▸ EXERCISE OBJECTIVE:
Where the word "noteDiff" shows up in the entries below, please copy the whole line.

*** DATA TO EXAMINE ***

PR #6442, opened 2020-08-12
fix #98816 - wrong tie direction in tabs

Git-Lior:
Resolves: https://musescore.org/en/node/98816
also related to: https://musescore.org/en/node/117351

the issues were caused by two problems:
1. the order of `ties` was based on the order of `notes` in the chord, which are ordered by `pitch` first and not `line`.
2. note in tabs need to be compared by `string` and not `line` (the value of which is `INVALID_LINE`).

the logic of deciding the tie direction stayed the same, but the variables changed like so:
* `tieNote` - the start note of the current tie
* `tieAbove` - the tie above the current tie (if null - the current tie is the top one)
* `tieBelow` - the tie below the current tie (if null - the current tie is the bottom one)

the procedure `compareNotesPos` (maybe needs to be renamed) decides the order of the notes,
such that `line` and `string` take priority over `pitch`, solving the case of ukulele in #98816.

before (ukulele tabs):

before-uke

the problem in the first bar was caused by the ukulele tuning as explained in #98816,
and the problem in the second bar was caused by note input as explained in the first comment of #117351.

after (ukulele tabs):

after-uke

I used the score in https://musescore.org/en/node/22459 to confirm that the normal cases of tie direction were
not affected by this change. result after the change:

after-tie-direction

for the CLA, my username in musescore.org is liorkl

- [x] I signed [CLA](https://musescore.org/en/cla)
- [x] I made sure the code in the PR follows [the coding rules](https://github.com/musescore/Documentation/blob/master/WorkflowAndGuidelines/CodeGuidelines.md)
- [x] I made sure the code compiles on my machine
- [x] I made sure there are no unnecessary changes in the code
- [x] I made sure the title of the PR reflects the core meaning of the issue you are solving
- [x] I made sure the commit message(s) contain a description and answer the question "Why do those changes fix that particular issue?" or "Why are those changes really necessary as improvements?"
- [x] I made sure the commit message title starts with "fix #424242:" if there is a related issue
- [ ] I created the test (mtest, vtest, script test) to verify the changes I made

PR #5566, opened 2019-12-28
fix #277800: allow to preserve ties when replacing measures (by removing and inserting them)

Git-Lior:
Resolves: https://musescore.org/en/node/277800

This bug one of a set of bugs that are caused by a distinction that is not currently made between **"removing"** measures (deleting them and deleting everything connected to them) and **"detaching"** measures from the score (keeping ties and other spanners connected at one end, and only dissociating them from the detached measures). this distinction is important when performing an action like `rewriteMeasures`, which needs to only "detach" the old measures and insert new ones, preserving the outgoing ties and other spanners.

This solution is only for ties and not for other spanners, but it solves similar problems with ties described above (I also tested ties across split/join measures and it worked).

(for CLA, my musescore username is liorkl)

- [x] I signed [CLA](https://musescore.org/en/cla)
- [x] I made sure the code in the PR follows [the coding rules](https://musescore.org/en/handbook/developers-handbook/finding-your-way-around/musescore-coding-rules)
- [x] I made sure the code compiles on my machine
- [x] I made sure there are no unnecessary changes in the code
- [x] I made sure the title of the PR reflects the core meaning of the issue you are solving
- [x] I made sure the commit message(s) contain a description and answer the question "Why do those changes fix that particular issue?" or "Why are those changes really necessary as improvements?"
- [x] I made sure the commit message title starts with "fix #424242:" if there is a related issue
- [ ] I created the test (mtest, vtest, script test) to verify the changes I made

PR #6889, opened 2020-11-19
[MU3] Porting some master changes/PRs to 3.x

Jojo-Schmitz:
* #6442 - [Fix #98816](https://musescore.org/en/node/98816) and [fix #117351](https://musescore.org/en/node/117351): Decouple tie direction from _notes order, and compare strings (not lines) in tabs
* #5566 - [Fix #277800](https://musescore.org/en/node/277800): Allow to preserve ties when replacing measures (by removing and inserting them)

### DIFF
--- a/libmscore/tie.cpp
+++ b/libmscore/tie.cpp
@@ -534,6 +534,17 @@ void Tie::write(XmlWriter& xml) const
 //   calculateDirection
 //---------------------------------------------------------
 
+static int compareNotesPos(const Note* n1, const Note* n2)
+{
+    if (n1->line() != n2->line()) {
+        return n2->line() - n1->line();
+    } else if (n1->string() != n2->string()) {
+        return n2->string() - n1->string();
+    } else {
+        return n1->pitch() - n2->pitch();
+    }
+}
+
 void Tie::calculateDirection()
       {
       Chord* c1   = startNote()->chord();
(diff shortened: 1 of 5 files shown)


vpereverzev:
vtest failure seems to be expected because of #6442

AntonioBL:
Actually, there are differences in the vtests due to this PR also in normal ties case. **In principle this should not have happened**.
Before:
tie-3-ref

And with this PR:
tie-3-1

vpereverzev:
> Actually, there are differences in the vtests due to this PR also in normal ties case. **In principle this should not have happened**.
> Before:
> tie-3-ref
> 
> And with this PR:
> tie-3-1

Oh, wow. It's a weird result, we need to fix this or even either revert these particular changes

libmscore/tie.cpp
```diff
@@ -563,31 +574,46 @@ void Tie::calculateDirection()
...
-                                    noteIdx = int(i);
+                              tiesCount++;
+                              int noteDiff = compareNotesPos(notes[i], tieNote);
+
+                              if (noteDiff > 0) {
+                                    if (!tieAbove)
+                                          tieAbove = notes[i];
+                                    else if (compareNotesPos(notes[i], tieAbove) < 0)
+                                          tieAbove = notes[i];
+                                    else if (noteDiff < 0) {
```
Git-Lior, line 592: `if (noteDiff > 0)` should close before the `else if (noteDiff < 0)` block starts

Git-Lior (commented):
@vpereverzev @AntonioBL I think the problem was caused by this error in porting

by the way @Jojo-Schmitz thank you for creating this PR, saved me some time 👍

vpereverzev:
@Git-Lior nice to see you around!

Are you able to prepare a quick-fix then?

libmscore/tie.cpp
Jojo-Schmitz: I might have removed a couple braces too much I guess?

Jojo-Schmitz:
Check #6892

PR #6459, opened 2020-08-16
[MU3] Fix #309192: Add advanced preference to remove letters from piano keyboard

Jojo-Schmitz:
plus a minor cleanup.

Resolves https://musescore.org/en/node/309192

PR #6890, opened 2020-11-19
[MU4] Fix #309192: Add advanced preference to remove letters from piano keyboard

Jojo-Schmitz:
plus a minor cleanup.

Resolves https://musescore.org/en/node/309192

master version of #6459


Jojo-Schmitz:
Apparently this has gotten removed from Mu4 again? Why?

PR #6891, opened 2020-11-19
Improves recognition of instrument when loading a pre-3.6 score.

njvdberg:
Resolves: https://trello.com/c/lXc1BqEB/18-imagepng

In case the instrument in the score file has <ocde>MusicXMLid</code> with value <code>strings.group</code>, the value of controller 132 is used to  find the correct strings group. This prevents all <code>Violons</code>, <code>Violas</code>, <code>Violoncellos</code> and <code>Contrabasses</code> are mapped onto <code>Strings</code> which causes wrong brackets to be generated.

### DIFF
--- a/libmscore/instrument.cpp
+++ b/libmscore/instrument.cpp
@@ -1520,14 +1520,44 @@ void Instrument::updateInstrumentId()
       if (!_id.isEmpty() || _instrumentId.isEmpty())
             return;
 
+      // When reading a score create with pre-3.6, instruments doesn't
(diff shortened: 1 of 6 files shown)


libmscore/instrument.cpp
```diff
@@ -1520,14 +1520,44 @@ void Instrument::updateInstrumentId()
       if (!_id.isEmpty() || _instrumentId.isEmpty())
             return;
 
+      // When reading a score create with pre-3.6, instruments doesn't
```
Marr11317, line 1523: created?

PR #6893, opened 2020-11-20
[MU4] Fixed settings init

RomanPudashkin:
Init of settings and init of modules depend on each other cyclically: for correctly init of settings need to call addItem from modules, but for correctly init of modules need to init settings before. I refactored settings to break that dependency. Now settings will be inited at first and after that will be inited modules using already ready settings

- moved init of settings before init of modules as was before
- refactored settings to remove dependency from init of modules

### DIFF
--- a/framework/global/settings.cpp
+++ b/framework/global/settings.cpp
@@ -18,10 +18,10 @@
 //=============================================================================
 
 #include "settings.h"
-#include <QSettings>
-
 #include "config.h"
 #include "log.h"
+
+#include <QSettings>
 
 using namespace mu;
 using namespace mu::framework;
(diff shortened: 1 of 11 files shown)


framework/global/settings.cpp
```diff
@@ -48,127 +48,122 @@ Settings::~Settings()
...
-        Item& item = it->second;
-        item.val = Val::fromQVariant(m_settings->value(key));
-        item.val.setType(item.defaultVal.type());
-    }
+    // TODO: implement writing/reading first part of key (module name)
+    m_settings->setValue(QString::fromStdString(key.key), value.toQVariant());
 }
 
-Val Settings::value(const Key& key) const
+void Settings::setDefaultValue(const Key& key, const Val& value)
```
Eism, line 123: needed to send notifications about change default value

RomanPudashkin: There is no channel like "defaultValueChanged", so I don't think that need send any notification from this method at the current moment

Eism (approved):

PR #6894, opened 2020-11-20
[MU3] Score symbols bounding boxes

vpereverzev:
resolves - https://trello.com/c/OxOtQn1j

изображение
each score symbols has his own bounding box, but this is not taken into account when rendering.

before:
изображение

after:
изображение


Jojo-Schmitz:
I'd guess we'd have to expect quite many vtest differences

Jojo-Schmitz:
This difference is a bug, before:
articulation-1-ref
after
articulation-1-1

vpereverzev:
> I'd guess we'd have to expect quite many vtest differences
> 
> And indeed thare are.
> 
> This difference certainly is a bug, before:
> articulation-1-ref
> after
> articulation-1-1
> Note that flag for the 5th 8th
> There are multiple examples for this, also this, before:
> bravura-1-ref
> after:
> bravura-1-1
> Which shows a 2nd bug even, way too long stems.

Yes, I've also found out that recently, working on fix

cbjeukendrup:
I think the stem lengths are fine, but it's just the flag that appears too high. That makes it look like the stem is too long, but I don't think that is the case. (If you look closely at the picture, there is a small edge where the stem ends, and that seems to be at the correct height.)

Jojo-Schmitz:
Yes, you're most probably right. I guess the bounding box of the innermost flag is taken rather than the one of the outermost?

libmscore/chord.cpp
```diff
@@ -1281,7 +1281,7 @@ qreal hookAdjustment(QString font, int hooks, bool up, bool small)
       {
       bool fallback = MScore::useFallbackFont && (hooks > 5);
 
-      if (font == "Emmentaler" && !fallback) {
+      if (font == "Leland" || font == "Emmentaler" && !fallback) {
```
Jojo-Schmitz, line 1284: Not sure about the order of evaluation here, would prefere parens to make it if clearer

vpereverzev: good catch, I've forgotten to remove that one, TY

PR #6902, opened 2020-11-21
[MU4] Disabled use std filesystem (fix compiling with MinGW)

igorkorsukov:
Disabled use std filesystem (fix compiling with MinGW)

### DIFF
--- a/thirdparty/haw_logger/logger/logdefdest.cpp
+++ b/thirdparty/haw_logger/logger/logdefdest.cpp
@@ -7,15 +7,16 @@
     #define USE_QT_DIR
     #include <QDir>
 #else
-    #if __has_include(<filesystem>)
-        #include <filesystem>
-        namespace fs = std::filesystem;
-    #elif __has_include(<experimental/filesystem>)
-        #include <experimental/filesystem>
-        namespace fs = std::experimental::filesystem;
-    #else
-        #error compiler must either support c++17
-    #endif
+//    #if __has_include(<filesystem>)
+//        #include <filesystem>
+//        namespace fs = std::filesystem;
+//    #elif __has_include(<experimental/filesystem>)
+//        #include <experimental/filesystem>
+//        namespace fs = std::experimental::filesystem;
+//    #else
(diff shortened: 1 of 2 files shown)


thirdparty/haw_logger/logger/logdefdest.cpp
```diff
@@ -7,15 +7,16 @@
...
+//    #if __has_include(<filesystem>)
+//        #include <filesystem>
+//        namespace fs = std::filesystem;
+//    #elif __has_include(<experimental/filesystem>)
+//        #include <experimental/filesystem>
+//        namespace fs = std::experimental::filesystem;
+//    #else
+//        #error compiler must either support c++17
+//    #endif
+#error At moment supported only with Qt
```
Jojo-Schmitz, line 19: With Qt?

igorkorsukov:
Known Issues

* MacOS 10.15 XCode 10.3 on CI not has `<filesystem>`
* MacOS 10.14 has `<filesystem>` (pass check `#if __has_include(<filesystem>)`) but doesn't have implementation (path, exists) - very strange 
* gcc 7 (on CI, default for ubuntu 18.10) has `<experimental/filesystem>` and needs link `stdc++fs` lib (work fine)
* mingw has `<filesystem>`, but doesn't have `stdc++fs` lib

see also https://stackoverflow.com/questions/54290254/problem-adding-stdfilesystem-to-cmake-project

thirdparty/haw_logger/logger/logdefdest.cpp
igorkorsukov: yes, at the moment using QDir   
(The original idea was not to depend on Qt)

igorkorsukov: needs to define HAW_LOGGER_QT_SUPPORT and have QDir 
(we have it)

Jojo-Schmitz: Ah, I see (now)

***

▸ RESPONSE:
+                              int noteDiff = compareNotesPos(notes[i], tieNote);
+                              if (noteDiff > 0) {
+                                    else if (noteDiff < 0) {
Git-Lior, line 592: `if (noteDiff > 0)` should close before the `else if (noteDiff < 0)` block starts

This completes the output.